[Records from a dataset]
PR #532, opened 2026-06-03
bpfman-operator: add node placement fields to Config daemon spec

### LINKED ISSUE #531: Config: allow tolerations for the bpfman daemon DaemonSets
### What would you like to be added?

An optional `tolerations` field on the `Config` CRD, so the bpfman daemon and metrics-proxy DaemonSets can schedule onto nodes with custom taints without resorting to the `spec.overrides` escape hatch.

```yaml
kind: Config
metadata:
  name: bpfman-config
spec:
  namespace: bpfman
  tolerations:
    - key: workload
      operator: Equal
      value: gpu
      effect: NoSchedule
```

### Why is this needed?

The daemon DaemonSet is rendered from a static manifest (`config/bpfman-deployment/daemonset.yaml`) whose tolerations are hardcoded to the control-plane/master taints. On clusters with custom taints — infrastructure pools, GPU pools, dedicated workloads — the daemon cannot reach those nodes at all.

That is not a partial degradation: the operator expects a `BpfApplicationState` object from every node, so a single uncovered node leaves **every** `BpfApplication` in the cluster stuck in `Pending`.

This was previously achievable when the daemon was deployed via a ConfigMap containing the raw DaemonSet YAML. With the move to the `Config` CRD the only remaining option is marking the DaemonSet `unmanaged` via `spec.overrides`, which disables all reconciliation for it.

### Proposed behavior

- `tolerations` lives on `ConfigSpec` rather than `DaemonSpec`, since it must reach the metrics-proxy DaemonSet too.
- Configured tolerations are **merged** into both DaemonSets on top of the static manifest's, skipping duplicates. Replacing would drop the built-in control-plane/master tolerations and hit the `Pending` problem described above.

### Note

This issue originally also covered `nodeSelector` and `affinity`. Restricting the daemon to a subset of nodes hits the same node-coverage invariant and needs a dedicated effort — that is now tracked in #542.

huseyinbabal:
## Summary

Add optional `nodeSelector`, `tolerations`, and `affinity` fields to the `Config` CRD under `spec.daemon`, so users can control where the bpfman daemon pods are scheduled.

Fixes #531

## Motivation

The daemon DaemonSet is rendered from a static manifest whose tolerations are hardcoded to the control-plane/master taints. There was no first-class way to target the daemon at specific nodes, or to allow it onto nodes with custom taints. This was possible when the daemon was deployed via a raw ConfigMap, but that ability was lost in the move to the `Config` CRD (the only remaining option was the heavy `spec.overrides` unmanaged escape hatch).

## Changes

- Added `nodeSelector`, `tolerations`, and `affinity` to `DaemonSpec`.
- The operator applies them to both the bpfman daemon and metrics-proxy
  DaemonSets, with per-field replace semantics:
  - omitted → the static manifest default is preserved (e.g. the built-in
    control-plane/master tolerations stay),
  - set (including an empty `tolerations: []`) → replaces the static value.
- Regenerated CRD, deepcopy, and bundle manifests; updated the sample.
- Added unit tests for both DaemonSets and the defaults-preserved case.

## Example

```yaml
kind: Config
metadata:
  name: bpfman-config
spec:
  daemon:
    image: quay.io/bpfman/bpfman:latest
    nodeSelector:
      kubernetes.io/os: linux
    tolerations:
      - operator: Exists
    affinity:                       # optional: keep the daemon off control-plane nodes
      nodeAffinity:
        requiredDuringSchedulingIgnoredDuringExecution:
          nodeSelectorTerms:
            - matchExpressions:
                - key: node-role.kubernetes.io/control-plane
                  operator: DoesNotExist
```

## Test plan

- `make test` and `make verify` pass.
- Verified on a multi-node kind cluster: with `tolerations: [{operator: Exists}]` the daemon schedules onto the tainted control-plane node; removing it keeps the daemon off the control-plane.


huseyinbabal:
It seems, integration tests action is failing for a while already

frobware:
> It seems, integration tests action is failing for a while already

Fixed in https://github.com/bpfman/bpfman-operator/pull/537.

alebedev87:
Thanks for the contribution, @huseyinbabal! The hardcoded tolerations in the static manifest have been a friction point and we appreciate you addressing it.

Before we proceed I have a few questions/points to discuss:

- `nodeSelector` and `affinity`: could you share the concrete scenarios that motivated including these? We're looking for strong use cases, especially for `nodeSelector`. For affinity, I'm hesitant - it brings a large amount of generated CRD schema (~900 lines) and some of its fields overlap with `nodeSelector`, which as noted below is something we'd like to address separately and more carefully.
- `tolerations` are confirmed needed: we hit this problem in our own internal testing - nodes with custom taints (infrastructure pools, GPU pools, dedicated workloads) can't get the daemon today without reaching for `spec.overrides`.
- Why `nodeSelector` is harder than it looks: the operator contains an invariant - it lists all cluster nodes and expects a `BpfApplicationState` object from each one, which is how it determines that reconciliation is complete across the cluster. If the daemon is restricted to a subset of nodes via `nodeSelector`, nodes without an agent never produce their state objects and any `BpfApplication` ends up stuck in `Pending` with no actionable error.  Solving this properly requires a more significant rework of how the operator tracks daemon node coverage. I'd like this to be approached as a dedicated issue.

Would you be willing to repurpose this PR to add `tolerations` only? Also rather than putting them in `config.spec.daemon.tolerations`, I think `config.spec.tolerations` is cleaner. `DaemonSpec` fields currently apply exclusively to the bpfman-daemon `DaemonSet`, but `tolerations` need to reach the metrics-proxy `DaemonSet` too. Placing `tolerations` at the `ConfigSpec` level reflects that correctly, and also gives us the natural extension point for `nodeSelector` in the future.

huseyinbabal:
> Thanks for the contribution, @huseyinbabal! The hardcoded tolerations in the static manifest have been a friction point and we appreciate you addressing it.
> 
> Before we proceed I have a few questions/points to discuss:
>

Problem details.
Output the records once more, exactly as they stand.

The completed task.
PR #532, opened 2026-06-03
bpfman-operator: add node placement fields to Config daemon spec

### LINKED ISSUE #531: Config: allow tolerations for the bpfman daemon DaemonSets
### What would you like to be added?

An optional `tolerations` field on the `Config` CRD, so the bpfman daemon and metrics-proxy DaemonSets can schedule onto nodes with custom taints without resorting to the `spec.overrides` escape hatch.

```yaml
kind: Config
metadata:
  name: bpfman-config
spec:
  namespace: bpfman
  tolerations:
    - key: workload
      operator: Equal
      value: gpu
      effect: NoSchedule
```

### Why is this needed?

The daemon DaemonSet is rendered from a static manifest (`config/bpfman-deployment/daemonset.yaml`) whose tolerations are hardcoded to the control-plane/master taints. On clusters with custom taints — infrastructure pools, GPU pools, dedicated workloads — the daemon cannot reach those nodes at all.

That is not a partial degradation: the operator expects a `BpfApplicationState` object from every node, so a single uncovered node leaves **every** `BpfApplication` in the cluster stuck in `Pending`.

This was previously achievable when the daemon was deployed via a ConfigMap containing the raw DaemonSet YAML. With the move to the `Config` CRD the only remaining option is marking the DaemonSet `unmanaged` via `spec.overrides`, which disables all reconciliation for it.

### Proposed behavior

- `tolerations` lives on `ConfigSpec` rather than `DaemonSpec`, since it must reach the metrics-proxy DaemonSet too.
- Configured tolerations are **merged** into both DaemonSets on top of the static manifest's, skipping duplicates. Replacing would drop the built-in control-plane/master tolerations and hit the `Pending` problem described above.

### Note

This issue originally also covered `nodeSelector` and `affinity`. Restricting the daemon to a subset of nodes hits the same node-coverage invariant and needs a dedicated effort — that is now tracked in #542.

huseyinbabal:
## Summary

Add optional `nodeSelector`, `tolerations`, and `affinity` fields to the `Config` CRD under `spec.daemon`, so users can control where the bpfman daemon pods are scheduled.

Fixes #531

## Motivation

The daemon DaemonSet is rendered from a static manifest whose tolerations are hardcoded to the control-plane/master taints. There was no first-class way to target the daemon at specific nodes, or to allow it onto nodes with custom taints. This was possible when the daemon was deployed via a raw ConfigMap, but that ability was lost in the move to the `Config` CRD (the only remaining option was the heavy `spec.overrides` unmanaged escape hatch).

## Changes

- Added `nodeSelector`, `tolerations`, and `affinity` to `DaemonSpec`.
- The operator applies them to both the bpfman daemon and metrics-proxy
  DaemonSets, with per-field replace semantics:
  - omitted → the static manifest default is preserved (e.g. the built-in
    control-plane/master tolerations stay),
  - set (including an empty `tolerations: []`) → replaces the static value.
- Regenerated CRD, deepcopy, and bundle manifests; updated the sample.
- Added unit tests for both DaemonSets and the defaults-preserved case.

## Example

```yaml
kind: Config
metadata:
  name: bpfman-config
spec:
  daemon:
    image: quay.io/bpfman/bpfman:latest
    nodeSelector:
      kubernetes.io/os: linux
    tolerations:
      - operator: Exists
    affinity:                       # optional: keep the daemon off control-plane nodes
      nodeAffinity:
        requiredDuringSchedulingIgnoredDuringExecution:
          nodeSelectorTerms:
            - matchExpressions:
                - key: node-role.kubernetes.io/control-plane
                  operator: DoesNotExist
```

## Test plan

- `make test` and `make verify` pass.
- Verified on a multi-node kind cluster: with `tolerations: [{operator: Exists}]` the daemon schedules onto the tainted control-plane node; removing it keeps the daemon off the control-plane.


huseyinbabal:
It seems, integration tests action is failing for a while already

frobware:
> It seems, integration tests action is failing for a while already

Fixed in https://github.com/bpfman/bpfman-operator/pull/537.

alebedev87:
Thanks for the contribution, @huseyinbabal! The hardcoded tolerations in the static manifest have been a friction point and we appreciate you addressing it.

Before we proceed I have a few questions/points to discuss:

- `nodeSelector` and `affinity`: could you share the concrete scenarios that motivated including these? We're looking for strong use cases, especially for `nodeSelector`. For affinity, I'm hesitant - it brings a large amount of generated CRD schema (~900 lines) and some of its fields overlap with `nodeSelector`, which as noted below is something we'd like to address separately and more carefully.
- `tolerations` are confirmed needed: we hit this problem in our own internal testing - nodes with custom taints (infrastructure pools, GPU pools, dedicated workloads) can't get the daemon today without reaching for `spec.overrides`.
- Why `nodeSelector` is harder than it looks: the operator contains an invariant - it lists all cluster nodes and expects a `BpfApplicationState` object from each one, which is how it determines that reconciliation is complete across the cluster. If the daemon is restricted to a subset of nodes via `nodeSelector`, nodes without an agent never produce their state objects and any `BpfApplication` ends up stuck in `Pending` with no actionable error.  Solving this properly requires a more significant rework of how the operator tracks daemon node coverage. I'd like this to be approached as a dedicated issue.

Would you be willing to repurpose this PR to add `tolerations` only? Also rather than putting them in `config.spec.daemon.tolerations`, I think `config.spec.tolerations` is cleaner. `DaemonSpec` fields currently apply exclusively to the bpfman-daemon `DaemonSet`, but `tolerations` need to reach the metrics-proxy `DaemonSet` too. Placing `tolerations` at the `ConfigSpec` level reflects that correctly, and also gives us the natural extension point for `nodeSelector` in the future.

huseyinbabal:
> Thanks for the contribution, @huseyinbabal! The hardcoded tolerations in the static manifest have been a friction point and we appreciate you addressing it.
> 
> Before we proceed I have a few questions/points to discuss:
>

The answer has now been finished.